Los datos del Censo de Población y Vivienda 2024 revelan que el 55.05 % de los hogares están encabezados por hombres. Pero cuando se trata de hogares monoparentales —donde la responsabilidad recae sobre una sola persona— el 87.68 % son liderados por mujeres. También predominan en hogares extensos, donde conviven varias generaciones, con un 57.16 %. En contraste, los hombres concentran la jefatura en hogares nucleares y de pareja.

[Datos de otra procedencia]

PR #2649, opened 2024-03-05
CU-86drt3vcm - NEON3 - Import - Switch to imported wallet automatically

ricardoak25:


melanke:
Task linked: [CU-86drt3vcm NEON3 - Import - Switch to imported wallet automatically](https://app.clickup.com/t/86drt3vcm)

PR #418, opened 2024-12-16
Adds kill_on_exit to _AgentRunner in testing

jlashner:
## Description

Adds the option to kill agents in tests using SIGKILL instead of SIGINT.

## Motivation and Context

La maternidad en solitario no es una excepción: entre 2019 y junio de 2023, la Procuraduría General de la República recibió más de 120 mil demandas por cuotas alimenticias. El 97.56 % fueron interpuestas contra hombres.
A nivel global, el trabajo de cuidados no remunerado es un pilar económico invisible. Según el Banco Interamericano de Desarrollo (BID), si se contabilizara, representaría el 21.4 % del Producto Interno Bruto en América Latina y el Caribe. Las mujeres representan tres de cada cuatro trabajadoras del cuidado. Invertir en cuidados —señala el organismo— no solo mejora la vida de quienes cuidan, sino de toda la sociedad.
La economista feminista salvadoreña Lorena Valle Cuéllar recuerda que los cuidados sostienen la vida, pero el sistema económico no los reconoce. “El trabajo reproductivo —el que cuida, cría y alimenta— ha sido remunerado con la moneda del amor y la virtud”, decía Nancy Fraser. Mientras el capital prioriza la producción, las sociedades precarizan la reproducción. Cuidar se romantiza, se invisibiliza o se descarta. “Las mujeres hacen todas las cosas que los hombres deberían saber hacer”, ha escrito la periodista Tracy Moore. O las hacen cuando una mujer se los recuerda.
Esa dicotomía sostiene una crisis global de los cuidados. Las mujeres no solo realizan las tareas físicas del cuidado, también cargan con la planificación y el trabajo emocional. “Las mujeres escuchan los sentimientos y necesidades de los hombres, los anticipan, los absorben y los gestionan sin paga alguna”, escribe la periodista Tracy Moore.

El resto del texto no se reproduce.